___ Data provided ___
PR #4051, opened 2020-05-05
Delete build_cros_gcc

JL2210:
This file has rotten over time; it no longer works and it depends on some old files of mine, so remove it.


uberhacker:
This was a good attempt to cross-compile.  The problem with doing this is testing on the actual hardware is still needed and sometimes produces different results than compiling on the bare metal.  I understand not everybody would want or can afford to buy 4 chromebooks to support all the hardware flavors, and unfortunately, that is really the only way to fully support all the architectures.

PR #4052, opened 2020-05-05
Remove xz-java binary

JL2210:
I think these .jars were only intended to be demos anyway and the real use for this package was the library that it provides. I don't want this depending on any of my files, so remove it.


uberhacker:
Yeah, we already have xzutils which is basically the same thing.

PR #4053, opened 2020-05-05
Update fskit.rb

JL2210:
Once again removing references to my repositories; in theory this shouldn't change anything but it should be tested to see if it builds.


uberhacker:
Does it build for you?

JL2210:
I don't know, I don't have an accessible developer mode device anymore. I
just don't want to break packages by cleaning up my old repos.

PR #4055, opened 2020-05-05
Delete checkinstall.rb

JL2210:
This wasn't very useful; my patch wasn't exactly the greatest and it broke things inside the package. I doubt that it works, so just remove it. Not sure the policy to avoid breaking current installations, but it's unlikely that anybody installed it besides me.


uberhacker:
Yeah, this is a lot like dpkg.  Why do we need a package for a package manager when Chromebrew is already a package manager? LoL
___
Exercise details :: Retype each record. Keep every character as it is.

Response ::
PR #4051, opened 2020-05-05
Delete build_cros_gcc

JL2210:
This file has rotten over time; it no longer works and it depends on some old files of mine, so remove it.


uberhacker:
This was a good attempt to cross-compile.  The problem with doing this is testing on the actual hardware is still needed and sometimes produces different results than compiling on the bare metal.  I understand not everybody would want or can afford to buy 4 chromebooks to support all the hardware flavors, and unfortunately, that is really the only way to fully support all the architectures.

PR #4052, opened 2020-05-05
Remove xz-java binary

JL2210:
I think these .jars were only intended to be demos anyway and the real use for this package was the library that it provides. I don't want this depending on any of my files, so remove it.


uberhacker:
Yeah, we already have xzutils which is basically the same thing.

PR #4053, opened 2020-05-05
Update fskit.rb

JL2210:
Once again removing references to my repositories; in theory this shouldn't change anything but it should be tested to see if it builds.


uberhacker:
Does it build for you?

JL2210:
I don't know, I don't have an accessible developer mode device anymore. I
just don't want to break packages by cleaning up my old repos.

PR #4055, opened 2020-05-05
Delete checkinstall.rb

JL2210:
This wasn't very useful; my patch wasn't exactly the greatest and it broke things inside the package. I doubt that it works, so just remove it. Not sure the policy to avoid breaking current installations, but it's unlikely that anybody installed it besides me.


uberhacker:
Yeah, this is a lot like dpkg.  Why do we need a package for a package manager when Chromebrew is already a package manager? LoL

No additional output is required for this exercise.